Как нарисовать мечту? - Ярцева Евгения Сергеевна - Страница 10
- Предыдущая
- 10/24
- Следующая
Она цитировала Бальзака, Бэкона и Эмерсона, чьи имена были знакомы Алене понаслышке, Джеймса Купера и Джонатана Эдвардса, о которых Алена слышала впервые в жизни. Можно подумать, каждый второй писатель и философ счел своим долгом оставить изречение о внутренней красоте, не в последнюю очередь ради того, чтобы убедить Алену, что у ее папы (а заодно и у нее самой) этой красоты в избытке; а Виктория Викторовна годами штудировала многотомные собрания сочинений в поисках подходящих цитат, чтобы сегодня наконец выложить их Алене все до единой.

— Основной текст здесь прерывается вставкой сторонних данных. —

PR #3206, opened 2024-09-06
Fix config2.xsd

cweiske:
I got an error:

```
$ xmllint --noout --schema config/config2.xsd test/config/fixtures/mock-config-all.xml config/config2.xsd:1183: element choice: Schemas parser error :
 Element '{http://www.w3.org/2001/XMLSchema}all': The content is not valid.
 Expected is (annotation?, (annotation?, element*).
WXS schema config/config2.xsd failed to compile
```

Maybe github actions should automatically validate the xsd files so that such errors are found.

### DIFF
--- a/config/config2.xsd
+++ b/config/config2.xsd
@@ -1180,10 +1180,7 @@
     <xs:element name="profile">
         <xs:complexType>
             <xs:all>
-                <xs:choice minOccurs="1" maxOccurs="1">
-                        <xs:element name="mimetype" type="xs:string"/>
-                        <xs:element ref="mimetype"/>
-                </xs:choice>
+                <xs:element ref="mimetype"/>
                 <xs:element ref="dlna-profile" minOccurs="0"/>
                 <xs:element ref="accept-url" minOccurs="0"/>
                 <xs:element ref="first-resource" minOccurs="0"/>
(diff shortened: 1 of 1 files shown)


config/config2.xsd
```diff
@@ -1180,10 +1180,7 @@
     <xs:element name="profile">
         <xs:complexType>
             <xs:all>
-                <xs:choice minOccurs="1" maxOccurs="1">
-                        <xs:element name="mimetype" type="xs:string"/>
-                        <xs:element ref="mimetype"/>
-                </xs:choice>
+                <xs:element name="mimetype" type="xs:string" minOccurs="1" maxOccurs="1"/>
```
KarlStraussberger, line 1183: The intension was to allow the full subelement or the string here.

I'm not an expert in XSD maybe it needs another nesting.

cweiske:
So you want to allow this two variants for [profile](https://docs.gerbera.io/en/stable/config-transcode.html#profiles)?
```
<profile name="a">
    <mimetype>image/png</mimetype>
</profile>

<profile name="b">
    <mimetype value="image/png">
        <mime-property key="foo" resource="bar" metadata="baz"/>
    </mimetype>
</profile>
```
let's see how to solve this.

KarlStraussberger:
That's how it's implemented to be compatible with old files.

Here's the example https://docs.gerbera.io/en/latest/config-transcode.html#profiles

config/config2.xsd
cweiske: Solved, but there is no optimal solution :(

KarlStraussberger:
Great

– Вот и Гюго писал, что внешняя красота не может быть полной, если не оживлена красотой внутренней, – горячилась Виктория Викторовна, перекатывая во рту «р» вдвое быстрее, чем всегда. – Коэльо читала? Его слова: «Если ты способен видеть прекрасное, то лишь потому, что носишь прекрасное внутри себя». Пруст говорил: «Оставим красивых женщин людям без воображения». А как тебе такое высказывание: «Внешняя красота драгоценней, когда прикрывает внутреннюю»? Шекспир! «Без внутреннего нет внешнего», – утверждали китайские мудрецы… – Она перевела дух и неожиданно заключила: – Тебе нужно профессионально учиться на художника. Это ясно как божий день.

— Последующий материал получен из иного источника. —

Issue #3313, opened 2024-12-19
config2.xsd is not valid: The QName value 'upnp-properties' does not resolve to a(n) type definition.


cweiske:
**Describe the bug**
Validating my config.xml file fails because the schema file is invalid for xmllint:
```
xmllint --noout --schema config/config2.xsd test/config/fixtures/mock-config-all.xml 
config/config2.xsd:449: element element: Schemas parser error : element decl. '{http://mediatomb.cc/config/2}album-properties', attribute 'type': The QName value '{http://mediatomb.cc/config/2}upnp-properties' does not resolve to a(n) type definition.
config/config2.xsd:450: element element: Schemas parser error : element decl. '{http://mediatomb.cc/config/2}artist-properties', attribute 'type': The QName value '{http://mediatomb.cc/config/2}upnp-properties' does not resolve to a(n) type definition.
config/config2.xsd:451: element element: Schemas parser error : element decl. '{http://mediatomb.cc/config/2}genre-properties', attribute 'type': The QName value '{http://mediatomb.cc/config/2}upnp-properties' does not resolve to a(n) type definition.
config/config2.xsd:452: element element: Schemas parser error : element decl. '{http://mediatomb.cc/config/2}playlist-properties', attribute 'type': The QName value '{http://mediatomb.cc/config/2}upnp-properties' does not resolve to a(n) type definition.
config/config2.xsd:453: element element: Schemas parser error : element decl. '{http://mediatomb.cc/config/2}title-properties', attribute 'type': The QName value '{http://mediatomb.cc/config/2}upnp-properties' does not resolve to a(n) type definition.
config/config2.xsd:454: element element: Schemas parser error : element decl. '{http://mediatomb.cc/config/2}resource-defaults', attribute 'type': The QName value '{http://mediatomb.cc/config/2}upnp-defaults' does not resolve to a(n) type definition.
config/config2.xsd:455: element element: Schemas parser error : element decl. '{http://mediatomb.cc/config/2}object-defaults', attribute 'type': The QName value '{http://mediatomb.cc/config/2}upnp-defaults' does not resolve to a(n) type definition.
config/config2.xsd:456: element element: Schemas parser error : element decl. '{http://mediatomb.cc/config/2}container-defaults', attribute 'type': The QName value '{http://mediatomb.cc/config/2}upnp-defaults' does not resolve to a(n) type definition.
WXS schema config/config2.xsd failed to compile
```

**Expected behavior**
[...]

PR #3314, opened 2024-12-19
Fix config2.xsd: The QName value upnp-properties does not resolve to …

cweiske:
…a(n) type definition

Resolves: https://github.com/gerbera/gerbera/issues/3313


KarlStraussberger:
Thank you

На это Алена сказала, что мама с рождения определила ее в юристы или экономисты. И третьего, как говорится, не дано. Тогда Виктория Викторовна принялась рассказывать про Моне. Алена узнала, что отец Моне еще до его рождения определил сына в бакалейщики. Что в школе будущему художнику необыкновенно удавались портреты (прямо как Алене!), что на уроках он не терял зря времени и набивал руку, рисуя карикатуры на учителей. Что художник Эжен Буден убеждал его (как сейчас она, Виктория Викторовна, убеждает Алену) учиться живописи и что Моне ни в какую не хотел его слушать. Но Буден его все-таки уломал, и на пленэре Моне, точь-в-точь как Алена, «почувствовал воздух и свет». Юристов и экономистов, добавила Виктория Викторовна, пруд пруди, даже больше, чем бакалейщиков. А людей с настоящим талантом к живописи – единицы. И как же хорошо, что Моне стал не бакалейщиком, а одним из родоначальников импрессионизма. И, кстати, был признан великим еще при жизни. А недавно один из его «Руанских соборов» перепродали за двадцать четыре миллиона долларов.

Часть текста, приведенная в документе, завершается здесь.